§ **TASK INSTRUCTIONS**
In the entries below, the lines from the one with "PR #2571, opened 2023-11-10" through the one with "hasn't been used." are to be copied exactly; both ends count.

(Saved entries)
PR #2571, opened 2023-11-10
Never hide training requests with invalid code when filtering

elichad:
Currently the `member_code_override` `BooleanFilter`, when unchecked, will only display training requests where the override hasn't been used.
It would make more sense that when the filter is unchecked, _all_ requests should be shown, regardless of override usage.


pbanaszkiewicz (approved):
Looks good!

...

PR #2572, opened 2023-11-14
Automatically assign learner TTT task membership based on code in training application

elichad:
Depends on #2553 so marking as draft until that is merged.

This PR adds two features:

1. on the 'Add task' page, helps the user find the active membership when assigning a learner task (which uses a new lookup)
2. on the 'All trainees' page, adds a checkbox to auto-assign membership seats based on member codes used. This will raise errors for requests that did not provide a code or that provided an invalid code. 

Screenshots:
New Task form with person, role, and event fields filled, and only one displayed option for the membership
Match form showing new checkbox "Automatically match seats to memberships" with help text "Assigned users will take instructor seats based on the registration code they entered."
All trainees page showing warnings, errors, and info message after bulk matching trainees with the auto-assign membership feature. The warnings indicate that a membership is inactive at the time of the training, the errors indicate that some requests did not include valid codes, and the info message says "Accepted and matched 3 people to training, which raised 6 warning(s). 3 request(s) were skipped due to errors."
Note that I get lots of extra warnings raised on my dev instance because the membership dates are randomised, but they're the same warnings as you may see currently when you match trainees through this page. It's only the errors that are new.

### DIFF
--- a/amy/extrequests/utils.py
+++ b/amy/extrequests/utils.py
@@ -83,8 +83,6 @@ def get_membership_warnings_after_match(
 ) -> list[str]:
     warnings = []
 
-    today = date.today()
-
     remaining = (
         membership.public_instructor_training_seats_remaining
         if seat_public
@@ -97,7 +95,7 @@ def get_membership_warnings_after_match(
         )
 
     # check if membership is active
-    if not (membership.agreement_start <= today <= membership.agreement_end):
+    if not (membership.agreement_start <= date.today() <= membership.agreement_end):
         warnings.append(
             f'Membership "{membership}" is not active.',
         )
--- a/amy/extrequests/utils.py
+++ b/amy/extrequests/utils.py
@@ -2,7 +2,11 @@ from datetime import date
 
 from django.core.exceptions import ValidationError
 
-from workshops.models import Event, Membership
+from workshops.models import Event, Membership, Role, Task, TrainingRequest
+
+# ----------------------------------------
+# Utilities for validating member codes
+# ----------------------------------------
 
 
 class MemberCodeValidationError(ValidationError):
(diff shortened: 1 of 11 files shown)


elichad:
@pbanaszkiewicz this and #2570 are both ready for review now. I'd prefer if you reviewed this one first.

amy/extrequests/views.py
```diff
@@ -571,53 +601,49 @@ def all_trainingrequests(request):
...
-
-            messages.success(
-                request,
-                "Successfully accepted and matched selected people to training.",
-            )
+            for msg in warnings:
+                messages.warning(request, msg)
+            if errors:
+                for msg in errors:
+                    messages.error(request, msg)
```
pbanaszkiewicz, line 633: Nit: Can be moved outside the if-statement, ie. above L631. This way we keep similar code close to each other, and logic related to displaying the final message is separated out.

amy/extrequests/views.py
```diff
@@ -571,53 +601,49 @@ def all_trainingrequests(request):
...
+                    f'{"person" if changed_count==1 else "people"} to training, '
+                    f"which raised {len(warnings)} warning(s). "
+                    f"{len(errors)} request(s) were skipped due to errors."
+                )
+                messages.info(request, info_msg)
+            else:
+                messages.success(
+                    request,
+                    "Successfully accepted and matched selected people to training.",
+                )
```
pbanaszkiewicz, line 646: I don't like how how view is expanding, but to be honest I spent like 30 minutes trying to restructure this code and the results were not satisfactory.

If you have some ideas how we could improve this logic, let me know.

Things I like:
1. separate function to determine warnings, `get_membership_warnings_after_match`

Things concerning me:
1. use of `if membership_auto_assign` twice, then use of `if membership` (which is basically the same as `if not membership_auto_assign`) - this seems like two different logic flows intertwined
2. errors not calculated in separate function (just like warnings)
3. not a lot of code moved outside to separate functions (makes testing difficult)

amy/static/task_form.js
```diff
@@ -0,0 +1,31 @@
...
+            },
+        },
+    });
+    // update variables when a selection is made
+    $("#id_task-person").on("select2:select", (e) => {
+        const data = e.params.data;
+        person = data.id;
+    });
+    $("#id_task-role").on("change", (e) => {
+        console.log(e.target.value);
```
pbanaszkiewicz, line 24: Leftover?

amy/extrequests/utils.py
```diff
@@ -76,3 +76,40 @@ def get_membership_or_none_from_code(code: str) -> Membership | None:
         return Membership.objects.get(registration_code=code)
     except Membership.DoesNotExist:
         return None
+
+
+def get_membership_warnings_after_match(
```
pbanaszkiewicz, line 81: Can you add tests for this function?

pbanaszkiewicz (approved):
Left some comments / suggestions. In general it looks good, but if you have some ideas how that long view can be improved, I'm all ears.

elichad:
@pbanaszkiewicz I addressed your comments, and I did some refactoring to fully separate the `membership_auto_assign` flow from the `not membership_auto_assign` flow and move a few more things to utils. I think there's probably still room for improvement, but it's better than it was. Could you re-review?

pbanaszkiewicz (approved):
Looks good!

§ **ANSWER SECTION**
PR #2571, opened 2023-11-10
Never hide training requests with invalid code when filtering

elichad:
Currently the `member_code_override` `BooleanFilter`, when unchecked, will only display training requests where the override hasn't been used.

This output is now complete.